CLI environments and graphical interfaces available to users for data processing and visualization.
Provision of data access via REST, RPC and JDBC/ODBC communication protocols.
Perform exploratory data analysis to understand data characteristics and quality, extract patterns, relationships, or insights from the data, using statistical or machine learning algorithms.
Ensure that the data is secure and protected from unauthorized access or breaches, by implementing appropriate security controls and protocols.
Visualize the data to communicate insights and findings to stakeholders, using charts, graphs, or other visualizations.
The area cover the security and the management of a big data platform.
Data regulation and compliance
The ability to ensure compliance with data governance policies and regulations, such as data privacy laws, data usage practices, data retention policies, and data access controls.
Fine-grained access control
Ability to control access and data sharing on all proposed services with management policies taking into account the characteristics and specificities of each.
Data filtering and masking
Filtering of data by row and by column, application of masks on sensitive data.
Encryption at rest and in transit with SSL/TLS.
Integration into the information system
Integration of users and user groups with the corporate directory.
Isolation of the platform in the network and centralize access through a single entry point.
Provision of a graphical interface for the configuration and monitoring of services, the management of data access controls and the governance of the platform.
Monitoring and alerts
Exposing metrics and alerts that monitor and ensure the health and performance of the various services and applications.

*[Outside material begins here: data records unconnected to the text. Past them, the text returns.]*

PR #386, opened 2021-07-17
Tqdm progressbar

### LINKED ISSUE #377: Warnings not on separate line
### The problem
Some warnings are appended to the processing line rather than entered as a separate lien above.
image

### Expected behavior

Each warning displayed on a sperate line, with the processing lien beneath them.

Run sync as per normal.

### Workarounds

No

### Environment

- Version: 0.13.2
- Python version: 3.9.1
- Platform: Windows 10

mcdallas:
I managed to fix #377 by using tqdm and some minimal changes. tqdm is even [recommended by click](https://click.palletsprojects.com/en/8.0.x/utils/#showing-progress-bars) if you want a more capable progress bar. It is also much faster.

> Note
If you find that you have requirements beyond what Click’s progress bar supports, try using tqdm.

The log messages are now printed in a different line without interrupting the progress bar:

image

Fixes #377

### DIFF
--- a/Pipfile
+++ b/Pipfile
@@ -16,6 +16,7 @@ requests-cache = "==0.7.1"
 trakt = "==3.2.0"
 urllib3 = ">=1.26.6"
 websocket-client = "==1.0.1"
+tqdm = "==4.61.2"
 
 [requires]
 python_version = "3"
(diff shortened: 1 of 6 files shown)


mcdallas:
Also note that tqdm has no upstream dependencies, it’s a pure python lib

twolaw:
Don't forget to add it in Pipfile and Pipfile.lock.

glensc:
Regression fix: https://github.com/Taxel/PlexTraktSync/pull/416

This area covers the acquisition of new resources as well as the maintenance requirements.
Selection between a cloud or an on-premise infrastructure, taking into account that cloud offers flexible and scalable storage and processing of large datasets with cost efficiencies, while on-premise deployment provides greater control, security and compliance over data but requires significant upfront investment and ongoing maintenance costs.
Dissociation between resources dedicated to storage and processing and, in some circumstances, collocation of processing and data.
Provision of a storage infrastructure in line with the volumes expressed.
Provision of a computing infrastructure capable of evolving with future usages brought by projects and users in the fields of data engineering, data analysis and data science.
The ability to store and manage data cost-effectively, with consideration of the cost of storage and the cost of managing and operating the storage solution.
Cost management and total cost of ownership (TCP)
Control and calculation of the total cost of the solution taking into account all the factors and specificities of the platform such as infrastructure, staff, acquisition of licenses, deadlines, use, team turnover, technical debt, …
Support for platform users with the aim of ensuring the acquisition of new skills for the teams, the validation of the architecture choices, the deployment of patches and features, and the proper use of the available resources.
Overall, a big data platform must be able to handle the diverse and evolving needs of the organization, while ensuring that the solution is highly flexible, resilient, and performant, that data is secure, compliant, and of high quality, that insights and findings are communicated effectively accross the various stakeholders, and that it remains cost-effective to operate over time.